- _Work instruction_
A verbatim transcript of the lines below, starting at the first and ending with the one that holds "-130,9 +130,9 @@", is what should be produced.

- _Data in this exercise_

PR #20776, opened 2024-12-12
fix(v-ripple): avoiding more and more

dgmpk:
In some cases, when calling show continuously, ripples will increase.

## Description

If import @vant/touch emulator, ripples will increase when trigger mousedown.

## Markup:

```vue
<script>
import '@vant/touch-emulator' // for vant.js
</script>

<template>
<v-btn>Click here</v-btn>
</template>
```

### DIFF
--- a/packages/vuetify/src/directives/ripple/index.ts
+++ b/packages/vuetify/src/directives/ripple/index.ts
@@ -130,9 +130,9 @@ const ripples = {
     const ripples = el.getElementsByClassName('v-ripple__animation')
 
     if (ripples.length === 0) return
-    const animation = ripples[ripples.length - 1]
+    const animation = Array.from(ripples).findLast(ripple => !ripple.dataset.isHiding);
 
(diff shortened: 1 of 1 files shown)


johnleider:
What is the correlation to the import and the bug?

dgmpk:
> What is the correlation to the import and the bug?

After importing @vant/touch-emulator, when a mouse event is triggered, a touch event will be triggered, so this bug will be exposed.

johnleider:
> > What is the correlation to the import and the bug?
> 
> After importing @vant/touch-emulator, when a mouse event is triggered, a touch event will be triggered, so this bug will be exposed.

Do I have to install vant.js?

J-Sek (approved):

J-Sek:
Verified. That simulator duplicates events

<details>
<summary>relevant code</summary>

image

</details>

...so 2 ripples appear at the same time and the 2nd one is switched to hide twice.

- _Exercise response_
PR #20776, opened 2024-12-12
fix(v-ripple): avoiding more and more

dgmpk:
In some cases, when calling show continuously, ripples will increase.

## Description

If import @vant/touch emulator, ripples will increase when trigger mousedown.

## Markup:

```vue
<script>
import '@vant/touch-emulator' // for vant.js
</script>

<template>
<v-btn>Click here</v-btn>
</template>
```

### DIFF
--- a/packages/vuetify/src/directives/ripple/index.ts
+++ b/packages/vuetify/src/directives/ripple/index.ts
@@ -130,9 +130,9 @@ const ripples = {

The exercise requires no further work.